- Collected data entries -
=====

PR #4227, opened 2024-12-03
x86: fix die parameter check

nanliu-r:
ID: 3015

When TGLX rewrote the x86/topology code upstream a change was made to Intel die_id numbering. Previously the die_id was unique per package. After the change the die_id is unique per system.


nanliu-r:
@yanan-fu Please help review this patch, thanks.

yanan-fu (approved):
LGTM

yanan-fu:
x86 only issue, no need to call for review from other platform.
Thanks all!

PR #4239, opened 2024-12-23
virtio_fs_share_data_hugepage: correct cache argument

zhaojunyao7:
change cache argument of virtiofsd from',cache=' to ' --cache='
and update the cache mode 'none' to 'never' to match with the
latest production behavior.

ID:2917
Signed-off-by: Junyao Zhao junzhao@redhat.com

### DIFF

=====

- Exercise requirements -
Could you print exactly the lines from the one containing "PR #4239, opened 2024-12-23" through the last line of the records above?

- Output for this exercise -
PR #4239, opened 2024-12-23
virtio_fs_share_data_hugepage: correct cache argument

zhaojunyao7:
change cache argument of virtiofsd from',cache=' to ' --cache='
and update the cache mode 'none' to 'never' to match with the
latest production behavior.

ID:2917
Signed-off-by: Junyao Zhao junzhao@redhat.com

### DIFF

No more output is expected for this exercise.